Reproduce the whole of the data exactly.

-- LISTED RECORDS follows --

Issue #293, opened 2015-03-18
Expose response headers in the model


mohsen1:
From https://github.com/swagger-api/swagger-ui/issues/930 SwaggerUi needs response headers in model

whitlockjc:
It's already done on develop_2.0.  Check again.l.please and if you can repeat, give me a recipe.

whitlockjc:
This has been taken care of.

PR #305, opened 2015-03-20
httpClient: Fix response headers. This looks like a typo, but the curren...

liviosoares:
This looks like a typo, but the current response headers are being inhereted from the *request*, not from the response.

This bug prevents swagger-ui from rendering responses appropriately, since the content-type from the server's response is ignored.

### DIFF
--- a/lib/http.js
+++ b/lib/http.js
@@ -178,7 +178,7 @@ SuperagentHttpClient.prototype.execute = function (obj) {
     var response = {
       url: obj.url,
       method: obj.method,
-      headers: headers
+      headers: res.headers
     };
     var cb;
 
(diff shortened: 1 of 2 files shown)


liviosoares:
This also fixes issue  #293 for me.

whitlockjc:
Do you mind adding a test case for this to show it's working?  The code looks fine but policy is to require unit tests.

liviosoares:
Hi @whitlockjc. Sure, I added a test. This was my first time using Mocha (and expect), so please review.

For me, the unit test is broken on current develop_2.0, but fixed with my one liner (@7817330).

whitlockjc:
Adding to M2 milestone since this was a regression.

whitlockjc:
I went ahead and merged this since it was a regression.

PR #121, opened 2017-11-29
Change instance count from 3 to 1

gurumurthys:


nadiaya:
Why is this change necessary?

gurumurthys:
Many customers have a limit on the number of p2.x machines (usually 1 or 2) and hence it may fail for them.

PR #128, opened 2017-12-01
updates sagemaker-runtime reference

mikevansnell:
looks like this library name changed. This allows the breast cancer predictor to work properly.


djarpin:
Thanks, Mike for your interest in Amazon SageMaker Examples!

There is currently a slight misalignment between the "sample-notebooks" that are available in an Amazon SageMaker Notebook Instance and these examples on GitHub.  In this case, the GitHub repo is actually ahead of the Notebook Instances and is in alignment with the external AWS CLI and boto3 library.  A change is being made in the next day or two so that the "sample-notebooks" that appear in a Notebook Instance align and use "runtime.sagemaker" as well.

PR #129, opened 2017-12-01
TF IRIS BYOM is ready.

ragavvenkatesan:


under_development/tensorflow_iris_byom/tensorflow_BYOM_iris.ipynb
```diff
@@ -68,47 +68,7 @@
    "metadata": {},
    "outputs": [],
    "source": [
-    "import os\n",
```
djarpin: Typos in markdown above... "mdoe" instead of "mode".  And "enstimator" should be "estimator".  Also instead of "Supply the role in the variable below", let's go with "If the get_execution_role() function does not return a role with the appropriate permissions, you'll need to specify an IAM role arn that does."

under_development/tensorflow_iris_byom/tensorflow_BYOM_iris.ipynb
```diff
@@ -341,34 +310,32 @@
   {
    "cell_type": "code",
    "execution_count": null,
-   "metadata": {
```
djarpin: In the above:
- Replace "instance for this training" with "instance for this example."  Just to avoid confusion with the model training process.
- Can we consistently expect 1?  I got 2 with a score of 0.5236916542053223.  Didn't have time to dig in but I expect it's due to initial randomization.
- Instead of "Run a sample prediction on a sample..." can we change to "Run and example prediction on a sample..." just to avoid confusion?
- Change "continied use of" to "to continue using".

under_development/tensorflow_iris_byom/tensorflow_BYOM_iris.ipynb
```diff
@@ -220,8 +182,15 @@
    "metadata": {},
```
djarpin: In markdown above:
- Let's replace "export\Servo" backslashes with forward slashes "export/Servo"

ragavvenkatesan:
All suggestions incorporated.

ragavvenkatesan:
I am not sure how to move this directly into the advanced_functionality directory. I think this might affect some path issues with readme as well. I have an older pull of this repo in which I don't have these directories.

PR #134, opened 2017-12-05
Make the MXNet Gluon MNIST Example scale

aidan-plenert-macdonald:
Added optional distributed KV store

### DIFF
--- a/sagemaker-python-sdk/mxnet_gluon_mnist/mnist.py
+++ b/sagemaker-python-sdk/mxnet_gluon_mnist/mnist.py
@@ -2,7 +2,7 @@ from __future__ import print_function
 
 import logging
 import mxnet as mx
-from mxnet import gluon, autograd
+from mxnet import gluon, autograd, kv
 from mxnet.gluon import nn
 import numpy as np
 import json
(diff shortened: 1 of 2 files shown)


sagemaker-python-sdk/mxnet_gluon_mnist/mnist.py
```diff
@@ -41,8 +41,10 @@ def train(channel_input_dirs, hyperparameters, **kwargs):
     # Collect all parameters from net and its children, then initialize them.
     net.initialize(mx.init.Xavier(magnitude=2.24), ctx=ctx)
     # Trainer is for updating parameters with gradient.
+    store = kv.create('dist_sync' if len(hosts) > 1 else 'local')
```
jesterhazy: thanks for this PR!

instead of importing kv, it would be simpler to just use the `str` version:

`kvstore = 'dist_sync' if len(hosts) > 1 else 'local'`

also, if you use `dist_device_sync` and `device` instead, then this will use device mode when gpus are available, and fall back to cpu (dist_sync or local) when they aren't.

aidan-plenert-macdonald: Done. Also fixed in `mxnet_gluon_sentiment/sentiment.py`

PR #135, opened 2017-12-05
Image classification - added explanation for incorrect output

gurumurthys:
Added description of output and why it is incorrect. Suggested to train for more epochs to get better output

### DIFF
--- a/introduction_to_amazon_algorithms/imageclassification_caltech/Image-classification-fulltraining.ipynb
+++ b/introduction_to_amazon_algorithms/imageclassification_caltech/Image-classification-fulltraining.ipynb
@@ -532,7 +532,7 @@
     "\n",
     "Evaluate the image through the network for inteference. The network outputs class probabilities and typically, one selects the class with the maximum probability as the final class output.\n",
     "\n",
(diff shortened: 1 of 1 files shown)


introduction_to_amazon_algorithms/imageclassification_caltech/Image-classification-fulltraining.ipynb
```diff
@@ -524,6 +524,17 @@
...
   },
+  {
+   "cell_type": "markdown",
+   "metadata": {},
+   "source": [
+    "### Evaluation\n",
+    "\n",
+    "Evaluate the image through the network for inteference. The network outputs class probabilities and typically, one selects the class with the maximum probability as the final class output.\n",
+    "\n",
+    "**Note:** The output class detected by the network may not be accurate in this example. This is because we have trained the model only for a couple of epochs. If the network is trained for more epochs (say 20), then the output class will be more accurate."
```
djarpin: Can we change "This is because we have..." to something like "To limit the time and cost of training, we have...".  Just want to make sure the customer understands why we've chosen to only train for 2 epochs.

PR #152, opened 2017-12-19
Fixed: build_and_push.sh to include docker restart command

djarpin:


tomfaulhaber:
This will kill any Docker containers that the user has running

PR #158, opened 2018-01-08
Changed: Kernel for Breast Cancer Prediction.ipynb

djarpin:


lynnlangit:
For context, I am an AWS Community Hero and also I've been doing work in this area with CSIRO Bioinformatics - [article](https://databricks.com/blog/2017/07/26/breaking-the-curse-of-dimensionality-in-genomics-using-wide-random-forests.html).

My feedback for your example notebook is that if it would be possible to add a couple of visualizations the example would be more broadly understandable (and by association - usable).  

HTH 

--Lynn

djarpin:
@lynnlangit 
Thanks for your feedback and interest in our example notebooks!  We're always looking for ways to make them better, so this helps.  We'll keep this pull request small, just to make the kernel change, but will look to add more visualizations to the notebook going forward.  Also, if you have any very specific ideas in mind, we love getting contributions from the community, so feel free to open up a pull request!

PR #159, opened 2018-01-08
Update xgboost_direct_marketing_sagemaker.ipynb

roachmd:
I was getting an error with this line in conda_python3 :: hist = data.hist(bins=30, sharey=True, figsize=(10, 10))
I updated it to read hist = data.hist(30, True, figsize(10, 10))


roachmd:
Running this in a new sagemaker notebook.
pd.__version__
0.20.3

That line I get "SyntaxError: positional argument follow keyword argument"

Now I just remove and retyped the line. Seems fine now. So, disreguard ;-)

-- LISTED RECORDS concluded --

ANSWER SECTION.
Issue #293, opened 2015-03-18
Expose response headers in the model


mohsen1:
From https://github.com/swagger-api/swagger-ui/issues/930 SwaggerUi needs response headers in model

whitlockjc:
It's already done on develop_2.0.  Check again.l.please and if you can repeat, give me a recipe.

whitlockjc:
This has been taken care of.

PR #305, opened 2015-03-20
httpClient: Fix response headers. This looks like a typo, but the curren...

liviosoares:
This looks like a typo, but the current response headers are being inhereted from the *request*, not from the response.

This bug prevents swagger-ui from rendering responses appropriately, since the content-type from the server's response is ignored.

### DIFF
--- a/lib/http.js
+++ b/lib/http.js
@@ -178,7 +178,7 @@ SuperagentHttpClient.prototype.execute = function (obj) {
     var response = {
       url: obj.url,
       method: obj.method,
-      headers: headers
+      headers: res.headers
     };
     var cb;
 
(diff shortened: 1 of 2 files shown)


liviosoares:
This also fixes issue  #293 for me.

whitlockjc:
Do you mind adding a test case for this to show it's working?  The code looks fine but policy is to require unit tests.

liviosoares:
Hi @whitlockjc. Sure, I added a test. This was my first time using Mocha (and expect), so please review.

For me, the unit test is broken on current develop_2.0, but fixed with my one liner (@7817330).

whitlockjc:
Adding to M2 milestone since this was a regression.

whitlockjc:
I went ahead and merged this since it was a regression.

PR #121, opened 2017-11-29
Change instance count from 3 to 1

gurumurthys:


nadiaya:
Why is this change necessary?

gurumurthys:
Many customers have a limit on the number of p2.x machines (usually 1 or 2) and hence it may fail for them.

PR #128, opened 2017-12-01
updates sagemaker-runtime reference

mikevansnell:
looks like this library name changed. This allows the breast cancer predictor to work properly.


djarpin:
Thanks, Mike for your interest in Amazon SageMaker Examples!

There is currently a slight misalignment between the "sample-notebooks" that are available in an Amazon SageMaker Notebook Instance and these examples on GitHub.  In this case, the GitHub repo is actually ahead of the Notebook Instances and is in alignment with the external AWS CLI and boto3 library.  A change is being made in the next day or two so that the "sample-notebooks" that appear in a Notebook Instance align and use "runtime.sagemaker" as well.

PR #129, opened 2017-12-01
TF IRIS BYOM is ready.

ragavvenkatesan:


under_development/tensorflow_iris_byom/tensorflow_BYOM_iris.ipynb
```diff
@@ -68,47 +68,7 @@
    "metadata": {},
    "outputs": [],
    "source": [
-    "import os\n",
```
djarpin: Typos in markdown above... "mdoe" instead of "mode".  And "enstimator" should be "estimator".  Also instead of "Supply the role in the variable below", let's go with "If the get_execution_role() function does not return a role with the appropriate permissions, you'll need to specify an IAM role arn that does."

under_development/tensorflow_iris_byom/tensorflow_BYOM_iris.ipynb
```diff
@@ -341,34 +310,32 @@
   {
    "cell_type": "code",
    "execution_count": null,
-   "metadata": {
```
djarpin: In the above:
- Replace "instance for this training" with "instance for this example."  Just to avoid confusion with the model training process.
- Can we consistently expect 1?  I got 2 with a score of 0.5236916542053223.  Didn't have time to dig in but I expect it's due to initial randomization.
- Instead of "Run a sample prediction on a sample..." can we change to "Run and example prediction on a sample..." just to avoid confusion?
- Change "continied use of" to "to continue using".

under_development/tensorflow_iris_byom/tensorflow_BYOM_iris.ipynb
```diff
@@ -220,8 +182,15 @@
    "metadata": {},
```
djarpin: In markdown above:
- Let's replace "export\Servo" backslashes with forward slashes "export/Servo"

ragavvenkatesan:
All suggestions incorporated.

ragavvenkatesan:
I am not sure how to move this directly into the advanced_functionality directory. I think this might affect some path issues with readme as well. I have an older pull of this repo in which I don't have these directories.

PR #134, opened 2017-12-05
Make the MXNet Gluon MNIST Example scale

aidan-plenert-macdonald:
Added optional distributed KV store

### DIFF
--- a/sagemaker-python-sdk/mxnet_gluon_mnist/mnist.py
+++ b/sagemaker-python-sdk/mxnet_gluon_mnist/mnist.py
@@ -2,7 +2,7 @@ from __future__ import print_function
 
 import logging
 import mxnet as mx
-from mxnet import gluon, autograd
+from mxnet import gluon, autograd, kv
 from mxnet.gluon import nn
 import numpy as np
 import json
(diff shortened: 1 of 2 files shown)


sagemaker-python-sdk/mxnet_gluon_mnist/mnist.py
```diff
@@ -41,8 +41,10 @@ def train(channel_input_dirs, hyperparameters, **kwargs):
     # Collect all parameters from net and its children, then initialize them.
     net.initialize(mx.init.Xavier(magnitude=2.24), ctx=ctx)
     # Trainer is for updating parameters with gradient.
+    store = kv.create('dist_sync' if len(hosts) > 1 else 'local')
```
jesterhazy: thanks for this PR!

instead of importing kv, it would be simpler to just use the `str` version:

`kvstore = 'dist_sync' if len(hosts) > 1 else 'local'`

also, if you use `dist_device_sync` and `device` instead, then this will use device mode when gpus are available, and fall back to cpu (dist_sync or local) when they aren't.

aidan-plenert-macdonald: Done. Also fixed in `mxnet_gluon_sentiment/sentiment.py`

PR #135, opened 2017-12-05
Image classification - added explanation for incorrect output

gurumurthys:
Added description of output and why it is incorrect. Suggested to train for more epochs to get better output

### DIFF
--- a/introduction_to_amazon_algorithms/imageclassification_caltech/Image-classification-fulltraining.ipynb
+++ b/introduction_to_amazon_algorithms/imageclassification_caltech/Image-classification-fulltraining.ipynb
@@ -532,7 +532,7 @@
     "\n",
     "Evaluate the image through the network for inteference. The network outputs class probabilities and typically, one selects the class with the maximum probability as the final class output.\n",
     "\n",
(diff shortened: 1 of 1 files shown)


introduction_to_amazon_algorithms/imageclassification_caltech/Image-classification-fulltraining.ipynb
```diff
@@ -524,6 +524,17 @@
...
   },
+  {
+   "cell_type": "markdown",
+   "metadata": {},
+   "source": [
+    "### Evaluation\n",
+    "\n",
+    "Evaluate the image through the network for inteference. The network outputs class probabilities and typically, one selects the class with the maximum probability as the final class output.\n",
+    "\n",
+    "**Note:** The output class detected by the network may not be accurate in this example. This is because we have trained the model only for a couple of epochs. If the network is trained for more epochs (say 20), then the output class will be more accurate."
```
djarpin: Can we change "This is because we have..." to something like "To limit the time and cost of training, we have...".  Just want to make sure the customer understands why we've chosen to only train for 2 epochs.

PR #152, opened 2017-12-19
Fixed: build_and_push.sh to include docker restart command

djarpin:


tomfaulhaber:
This will kill any Docker containers that the user has running

PR #158, opened 2018-01-08
Changed: Kernel for Breast Cancer Prediction.ipynb

djarpin:


lynnlangit:
For context, I am an AWS Community Hero and also I've been doing work in this area with CSIRO Bioinformatics - [article](https://databricks.com/blog/2017/07/26/breaking-the-curse-of-dimensionality-in-genomics-using-wide-random-forests.html).

My feedback for your example notebook is that if it would be possible to add a couple of visualizations the example would be more broadly understandable (and by association - usable).  

HTH 

--Lynn

djarpin:
@lynnlangit 
Thanks for your feedback and interest in our example notebooks!  We're always looking for ways to make them better, so this helps.  We'll keep this pull request small, just to make the kernel change, but will look to add more visualizations to the notebook going forward.  Also, if you have any very specific ideas in mind, we love getting contributions from the community, so feel free to open up a pull request!

PR #159, opened 2018-01-08
Update xgboost_direct_marketing_sagemaker.ipynb

roachmd:
I was getting an error with this line in conda_python3 :: hist = data.hist(bins=30, sharey=True, figsize=(10, 10))
I updated it to read hist = data.hist(30, True, figsize(10, 10))


roachmd:
Running this in a new sagemaker notebook.
pd.__version__
0.20.3

That line I get "SyntaxError: positional argument follow keyword argument"

Now I just remove and retyped the line. Seems fine now. So, disreguard ;-)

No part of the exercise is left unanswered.